* What this task involves: Please report every line of the listing below that has the word "great" in it.

* Recorded data:
Start of Block

PR #745, opened 2020-07-28
#744 CompatibleFieldSerializer and fields declared as super-types

### LINKED ISSUE #744: CompatibleSerializer Issue when upgraded to 5.0
Currently we are using kryo version: "com.esotericsoftware:kryo:5.0.0-RC4" but when I upgraded to "com.esotericsoftware:kryo:5.0.0-RC5" our test cases are failing. These is our serializer configs:
```
kryoPool = new Pool<Kryo>(true, true) {
      protected Kryo create() {
        Kryo kryo = new Kryo();
        kryo.setReferences(false);
        kryo.setCopyReferences(false);
        kryo.setInstantiatorStrategy(new StdInstantiatorStrategy());
        CompatibleFieldSerializer.CompatibleFieldSerializerConfig config = new CompatibleFieldSerializer.CompatibleFieldSerializerConfig();
        config.setChunkedEncoding(true);
        config.setReadUnknownFieldData(true);
        kryo.setDefaultSerializer(new SerializerFactory.CompatibleFieldSerializerFactory(config));
        return kryo;
      }
```

We are using compatibleSerializer and I saw that to resolve one of the issue there was a change made in CompatibleSerializer's write method(**link**: https://github.com/EsotericSoftware/kryo/commit/4ea2a8a3acd99a1f499d5439b8033d8678bae3cf). I think this change is failing test cases. In version it used to get specific class but now it takes type which is Java.lang.Object for us. So while writing nested object using compatibleSerializer it's not able to register the nested object in CacheFields and not able to encode it.
This is the object we want to encode and decode:
```
public class CacheObject {

  @JsonFormat(shape = JsonFormat.Shape.STRING)
  private Date stored;
  private long ttl;
  private Object value;

  public CacheObject() { }

  public CacheObject(Date stored, long ttl, Object value) {
    this.stored = stored;
    this.ttl = ttl;
    this.value = value;
  }

  public Date getStored() {
    return stored;
  }

  public long getTtl() {
    return ttl;
  }

  public Object getValue() {
    return value;
  }
}
```
For the object which is inside "value" attribute it's not able to initialize CacheFields and that's why not able to write that object.

theigl:
This PR attempts to resolve #744.

The original fix pushed by @NathanSweet in https://github.com/EsotericSoftware/kryo/commit/fb10f37ffec43d461b10d0cf4f17b950d12b6752 only works for fields that have the same type as the object stored in it. It fails for fields declared as super-types and interfaces.

This PR adds a check for primitive types originally proposed by @isaki in #670 and uses the concrete value class in all other instances.

### DIFF
--- a/src/com/esotericsoftware/kryo/serializers/CompatibleFieldSerializer.java
+++ b/src/com/esotericsoftware/kryo/serializers/CompatibleFieldSerializer.java
@@ -90,7 +90,13 @@ public class CompatibleFieldSerializer<T> extends FieldSerializer<T> {
 				try {
 					if (object != null) {
 						Object value = cachedField.field.get(object);
-						if (value != null) valueClass = cachedField.field.getType();
+						if (value != null) {
+							final Class<?> fieldType = cachedField.field.getType();
+							if (fieldType.isPrimitive())
+								valueClass = fieldType;
+							else
+								valueClass = value.getClass();
+						}
 					}
 				} catch (IllegalAccessException ex) {
 				}
--- a/src/com/esotericsoftware/kryo/serializers/CompatibleFieldSerializer.java
+++ b/src/com/esotericsoftware/kryo/serializers/CompatibleFieldSerializer.java
@@ -30,6 +30,7 @@ import com.esotericsoftware.kryo.io.InputChunked;
 import com.esotericsoftware.kryo.io.Output;
 import com.esotericsoftware.kryo.io.OutputChunked;
 import com.esotericsoftware.kryo.util.ObjectMap;
+import com.esotericsoftware.kryo.util.Util;
 
 /** Serializes objects using direct field assignment, providing both forward and backward compatibility. This means fields can be
  * added or removed without invalidating previously serialized bytes. Renaming or changing the type of a field is not supported.
@@ -90,13 +91,7 @@ public class CompatibleFieldSerializer<T> extends FieldSerializer<T> {
 				try {
 					if (object != null) {
 						Object value = cachedField.field.get(object);
-						if (value != null) {
-							final Class<?> fieldType = cachedField.field.getType();
-							if (fieldType.isPrimitive())
-								valueClass = fieldType;
-							else
-								valueClass = value.getClass();
-						}
+						if (value != null) valueClass = value.getClass();
 					}
 				} catch (IllegalAccessException ex) {
 				}
@@ -168,7 +163,7 @@ public class CompatibleFieldSerializer<T> extends FieldSerializer<T> {
 				}
 
 				// Ensure the type in the data is compatible with the field type.
-				if (cachedField.valueClass != null && !cachedField.valueClass.isAssignableFrom(valueClass)) {
+				if (cachedField.valueClass != null && !Util.isAssignableTo(valueClass, cachedField.valueClass)) {
 					String message = "Read type is incompatible with the field type: " + className(valueClass) + " -> "
 						+ className(cachedField.valueClass) + " (" + getType().getName() + "#" + cachedField + ")";
 					if (!chunked) throw new KryoException(message);
--- a/src/com/esotericsoftware/kryo/util/Util.java
+++ b/src/com/esotericsoftware/kryo/util/Util.java
@@ -27,6 +27,8 @@ import com.esotericsoftware.kryo.serializers.FieldSerializer;
 import com.esotericsoftware.kryo.util.Generics.GenericType;
 
 import java.lang.reflect.Type;
+import java.util.HashMap;
+import java.util.Map;
 
 /** A few utility methods, mostly for private use.
  * @author Nathan Sweet */
@@ -52,6 +54,18 @@ public class Util {
 
 	// Maximum reasonable array length. See: https://stackoverflow.com/questions/3038392/do-java-arrays-have-a-maximum-size
 	public static final int maxArraySize = Integer.MAX_VALUE - 8;
+
+	private static final Map<Class<?>, Class<?>> primitiveWrappers = new HashMap<>();
+	static {
+		primitiveWrappers.put(boolean.class, Boolean.class);
+		primitiveWrappers.put(byte.class, Byte.class);
+		primitiveWrappers.put(char.class, Character.class);
+		primitiveWrappers.put(double.class, Double.class);
+		primitiveWrappers.put(float.class, Float.class);
+		primitiveWrappers.put(int.class, Integer.class);
+		primitiveWrappers.put(long.class, Long.class);
+		primitiveWrappers.put(short.class, Short.class);
+	}
 
 	public static boolean isClassAvailable (String className) {
 		try {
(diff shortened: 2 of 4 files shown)


theigl:
@isaki: I'm not 100% sure my solution achieves the same as yours. You mentioned a failing unit test due to primitive boxing in #670. Was it an existing test or one you added locally to verify your fix?

isaki:
It was something failing in my test applications. I basically had multiple JARs built with different implementations of the same class to trigger the JVM crash. My final PR had all the required fixes.

theigl:
Thanks for the info @isaki!

My implementation also prevents boxing, but it still sets the field's `valueClass`. I have to think about the potential consequences some more. If I'm not 100% sure that my solution works in all cases, I'll replace it with the conditional from your original PR tomorrow.

theigl:
I was able to reproduce the test failures you mentioned @isaki. I never ran the tests before I added my condition to prevent boxing. When I remove the condition, a bunch of tests fail with "Read type is incompatible with the field type: int -> Integer" etc. 

So I guess we are good to go and can apply this PR.

@magro: Please take a look.

isaki:
I actually think this might run into issues; in my original investigation setting value class even to the primitive type caused problems. Based on the "Files changed" tab you are assigning valueClass in all cases and then invoking the set method on the cachedField instance. I suspect that you have reintroduced the issues my checks intended to prevent. I could be wrong; it's been awhile since I looked at this.

Unfortunately I no longer have the project that I used to generate these issues, however, it would not take me long to recreate. I shall endeavor to do so later today/tomorrow. I will test both my approach and yours to see if the things work correctly. If it turns out my paranoia wasn't required, all the better!

theigl:
> Unfortunately I no longer have the project that I used to generate these issues, however, it would not take me long to recreate. I shall endeavor to do so later today/tomorrow. I will test both my approach and yours to see if the things work correctly. If it turns out my paranoia wasn't required, all the better!

That would be great! We can add the condition from your PR, but I would feel much more comfortable doing it because of a failing test-case.

theigl:
> I actually think this might run into issues; in my original investigation setting value class even to the primitive type caused problems. Based on the "Files changed" tab you are assigning valueClass in all cases and then invoking the set method on the cachedField instance. I suspect that you have reintroduced the issues my checks intended to prevent. I could be wrong; it's been awhile since I looked at this.

It is possible that this causes other issues, but not very likely because the fix applied by Nate also sets the `valueClass` in *all* cases. Do you remember if you verified your tests against Nate's fixes? If so, we should be relatively safe.

isaki:
I did not test against Nate's fixes, no; I had assumed he had.

isaki:
This is very time consuming, but the current release version has at least one bug. My test setup involved commenting in and out various lines to create 3 different jars. One used a `String` field, one used a `Long` field, and one used a `long` field; all three had the same class and name.

I've pushed my work in progress code to here: https://github.com/isaki/kryo-jvm-test

## Kryo 5.0.0-RC7 Release ##

| Source | Target | Result | Notes |
|:------:|:------:|:------:|:-----:|
| String | String | Success | N/A |
| String | Long   | com.esotericsoftware.kryo.KryoException: Read type is incompatible with the field type: String -> Long (io.isaki.kryojvmtest.Payload#id) | N/A |
| String | long   | com.esotericsoftware.kryo.KryoException: Read type is incompatible with the field type: String -> long (io.isaki.kryojvmtest.Payload#id) | N/A |
| Long   | String | com.esotericsoftware.kryo.KryoException: Read type is incompatible with the field type: long -> String (io.isaki.kryojvmtest.Payload#id) | N/A |
| Long   | Long   | com.esotericsoftware.kryo.KryoException: Read type is incompatible with the field type: long -> Long (io.isaki.kryojvmtest.Payload#id) | BUG, likely in serialization given the exception text. |
| Long   | long   | io.isaki.kryojvmtest.Payload@210366b4 (19000) | The primitive based JAR read the boxed value no problem |
| long   | String | com.esotericsoftware.kryo.KryoException: Read type is incompatible with the field type: long -> String (io.isaki.kryojvmtest.Payload#id) | N/A |
| long   | Long   | com.esotericsoftware.kryo.KryoException: Read type is incompatible with the field type: long -> Long (io.isaki.kryojvmtest.Payload#id) | This could probably be made to work. |
| long   | long   | io.isaki.kryojvmtest.Payload@210366b4 (18000) | The primitive based JAR read the primitive value no problem |

I believe that the current implementation is broken in that it is serializing a boxed value as a primitive. I double checked my build and ensured I was working with a boxed value.

theigl:
@isaki: Thank you so much for your work! 

I can reproduce the bug you found, but I don't fully understand it yet. The value is clearly written as a `Long` but read as a `long` for some reason. The same thing happens on my branch and the condition from your PR does not work either.

I think we have to add a check for primitives and their wrapper types instead of simply checking if the classes are assignable. This would also support changes from `long` to `Long` and vice versa.

theigl:
I just pushed a better solution for this issue in https://github.com/EsotericSoftware/kryo/pull/745/commits/bbe0acaa2885cbd45c00c3a0641c1577e0f901e7

I completely removed the condition that checks for primitive classes when serializing and made the assignable check aware of primitive types and their wrappers. I also added a test that should guard against these issues in the future.

isaki:
I'll build your patch and run my tests later this afternoon.

isaki:
My testing results show things look good except for one small case.

| Source | Target | Result | Notes |
|:------:|:------:|:------:|:-----:|
| String | String | io.isaki.kryojvmtest.Payload@67784306 (stringid) | N/A |
| String | Long   | com.esotericsoftware.kryo.KryoException: Read type is incompatible with the field type: String -> Long (io.isaki.kryojvmtest.Payload#id) | N/A |
| String | long   | com.esotericsoftware.kryo.KryoException: Read type is incompatible with the field type: String -> long (io.isaki.kryojvmtest.Payload#id) | N/A |
| Long   | String | com.esotericsoftware.kryo.KryoException: Read type is incompatible with the field type: long -> String (io.isaki.kryojvmtest.Payload#id) | BUG? That should read Long - > String |
| Long   | Long   | io.isaki.kryojvmtest.Payload@eec5a4a (19000) | N/A |
| Long   | long   | io.isaki.kryojvmtest.Payload@67784306 (19000) | Nice! |
| long   | String |com.esotericsoftware.kryo.KryoException: Read type is incompatible with the field type: long -> String (io.isaki.kryojvmtest.Payload#id)|N/A|
| long   | Long   |io.isaki.kryojvmtest.Payload@eec5a4a (18000)|Nice!|
| long   | long   |io.isaki.kryojvmtest.Payload@67784306 (18000)|N/A|

theigl:
@isaki: Thanks again! I would consider the remaining issue more a problem of wording than a real bug. I don't think it has any consequences other than a slightly incorrect error message.

@magro: Please review. This fixes #744 and resolves a number of hidden issues with CompatibleFieldSerializer.

jgiannuzzi:
Thanks a lot for your work on fixing these issues, @theigl and @isaki!

We are also hitting #744 and it prevents us from upgrading to the latest Kryo, even though it contains other fixes that we need. Could you please review this PR, @magro and @NathanSweet? Thanks!

magro:
Many thanks for your really great work here, @theigl and @isaki!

End of Block

* Task solution:
That would be great! We can add the condition from your PR, but I would feel much more comfortable doing it because of a failing test-case.
Many thanks for your really great work here, @theigl and @isaki!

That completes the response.